When the hydrogen wear-cost coefficients increase, the operation of the hydrogen subsystem is reduced. The electrolyzer energy decreases from 32.39 MWh to 24.16 MWh, and the fuel-cell output decreases from 13.30 MWh to 9.42 MWh. In this case, the system relies more on battery charging/discharging and grid import to maintain the power balance. The battery throughput increases to 80.39 MWh, while grid import also increases to 296.08 MWh. This indicates that higher hydrogen subsystem wear cost weakens the long-duration energy-shifting function of hydrogen storage and increases the regulation burden on the battery and the grid.

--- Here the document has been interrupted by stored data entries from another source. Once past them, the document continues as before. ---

PR #2154, opened 2019-02-22
Display of Equivalent Property/Class links

RichardWallis:
Cleaned up and enabled code for the display of Equivalent Property/Class links. Displayed references are clickable taking user to the URI of the equivalent Property or Class.

**Example display formats:**
Equivalent Class: [dctype:Event](http://purl.org/dc/dcmitype/Event)
Equivalent Property: [dcterms:identifier](http://purl.org/dc/terms/identifier)

For terms without equvalent links nothing is displayed 

Most of code was already in place - we already output ```owl:equivalentClass``` & ```owl:equivalentProperty``` references in the on page rdfa, and in other dump formats.

Most terms only have only one equivalent - (Dataset has three)
#### identifier:
image

#### Class
image

#### legislationType
image

#### Dataset
image

#### Event
image

#### issn
image

### DIFF
--- a/apirdflib.py
+++ b/apirdflib.py
@@ -31,6 +31,22 @@ VOCABLEN = 0
 ALTVOCAB = "https://schema.org"
 STORE = rdflib.Dataset()
 #Namespace mapping#############
+EXTERNALNAMESPACES = {
+            'xsd':      'hhttp://www.w3.org/2001/XMLSchema#',
+            'skos':     'http://www.w3.org/2004/02/skos/core#',
+            'owl':      'http://www.w3.org/2002/07/owl#',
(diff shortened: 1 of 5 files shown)


danbri:
It is good to display this information but it is is for the 1% of the 1% who care about this. I wouldn't use up the first screenful of information on displaying it.

For that matter, we no longer really need to say "canonical URL", that was a workaround to stop people writing http://bib.schema.org/Person etc...

How about putting it all in the "more..." area?

RichardWallis:
Moved Canonical URL and Equivalents display into the more... area, where the 1% of 1% would hopefully find it.

**Display with more... closed:**
image
**Display with more... open:**
image

danbri:
LGTM

Issue #2194, opened 2019-04-03
DataType seems to point to itself as a parent?


mitar:
Since April 1 release, when you look at https://schema.org/DataType, it shows at the top in breadcrump:

```
DataType > DataType
```

So `DataType` is child of `DataType`? Is this on purpose? This makes it a circular definition which our parser does not consume gladly.

rok:
Is `DataType` a `DataType`?

RichardWallis:
Fixed in 3.5 post release patch fixes #2196

PR #2196, opened 2019-04-05
3.5 post release patch fixes

RichardWallis:
Small number of fixes applied after 3.5 release and applied to live site:

- Fixed rendering of docs/tree.jsonld
- Removed duplicate DataType in breadcrumbs on DataType page (issue #2194)
- From analysing site logs applied fixes:
  - Tightened up checking of invalid node names
  - Add exception catching around HeaderStore put() - contention reported under heavy loads.
  - Added a thread lock around sorting of VTerm lists - list changed during sort error reported.
- Reduced HeaderStore (mencache) write activity - only store if new header different to stored one.
- Moved call to add default http headers (including access-control-allow-origin: * ) to all generated pages. (was missing from JSONLD context file)
- Removed redundant rdfa files (containing properties with no domain or range) - they confuse some build scripts.

Tagged as "v3.5-stable"


RichardWallis:
State at time of merge, tagged as "v3.5-stable"

PR #2199, opened 2019-04-07
Grammar - remove extra yet

aretecode:


RichardWallis:
Reasonable change.

However it has been applied to a file that is automatically produced, hence will be overwritten, at version release time.

The source for this is, in RDFa form, in file ```data/ext/pending/issue-1688.rdfa```

aretecode:
@RichardWallis Thanks. I've updated the change in that file.

Issue #2173, opened 2019-03-12
Add a property on CreativeWork to specify access rights


anarchivist:
It would be useful to specify access rights for CreativeWorks. This was originally surfaced as part of the proposal made for Schema Architypes, an extension for archives and their collections, but in discussion, it became clear that this applies to lots of other domains, including other materials held by cultural heritage institutions, datasets created and used in research, and so forth. 

I believe access rights should be understood as distinct from `license` and `hasDigitalDocumentPermission`.

Examples:

An archival collection:

```jsonld
{
  "@context": "http://schema.org/",
  "@type": "Collection",
  "url": "https://www.lib.ncsu.edu/findingaids/mc00351",
  "name": "Animal Rights Network records",
  "accessRights": "This collection is open for research; access requires at least 48 hours advance notice."
}
```

A digitized letter from an archival collection:

```jsonld
{
  "@context": "http://schema.org/",
  "@type": "CreativeWork",
  "url": "https://purl.stanford.edu/bp158wj7223",
  "name": "Margaret Mitchell letter to Herschel Bricknell, 1936 August 22",
  "accessRights": "Online content is available for access via the Special Collections Reading Room."
}
```

A dataset:

```jsonld
{
  "@context": "http://schema.org/",
  "@type": "Dataset",
  "@id": "https://doi.org/10.7910/DVN/0OLJLM",
  "name": "Restricted Access WFHS Leef Manager Linking Data, Version 1.0",
  "accessRights": "Access to this dataset can be obtained by visiting the Work, Family & Health Network web page and following the instructions: http://projects.iq.harvard.edu/wfhn/restricted-access-data."
}
```

Additional context and examples:

* For archives, see standards like [ISAD(G) §3.4.1](https://www.ica.org/sites/default/files/CBPS_2000_Guidelines_ISAD%28G%29_Second-edition_EN.pdf), [DACS §4.2](https://www2.archivists.org/standards/DACS/part_I/chapter_4/1_conditions_governing_access), and [MARC21's 506 field](https://www.loc.gov/marc/bibliographic/bd506.html), and [EAD's `<accessrestrict/>` tag](https://www.loc.gov/ead/tglib/elements/accessrestrict.html). Detailed examples can be found at [#1784 (comment)](https://github.com/schemaorg/schemaorg/pull/1784#issuecomment-471126664).
* Related properties: `dct:accessRights` ([proposed in DCAT revision](https://w3c.github.io/dxwg/dcat/#license-rights))
[...]

PR #2205, opened 2019-04-10
Add new property 'accessRights' with domainIncludes 'CreativeWork'

RichardWallis:
Implements issue: #2173


RichardWallis:
Perhaps ```accessConditions``` may be more appropriate name, reflecting the advisory nature of many of the expected uses of this property.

Overall, the sensitivity results show that aging-related storage cost parameters affect not only the total operating cost, but also the allocation of regulation tasks between battery storage and hydrogen storage. Battery wear-cost increase suppresses high-frequency battery cycling and encourages more use of hydrogen energy shifting, whereas hydrogen wear-cost increase reduces hydrogen conversion and shifts more regulation demand to the battery and grid import. Therefore, accurate assessment of storage aging and wear-cost parameters is important for long-term operation planning of hybrid energy storage systems. In future work, more detailed degradation models considering battery cycle depth, temperature, calendar aging, electrolyzer start–stop degradation, and fuel-cell lifetime characteristics will be incorporated to further improve the long-term scheduling accuracy.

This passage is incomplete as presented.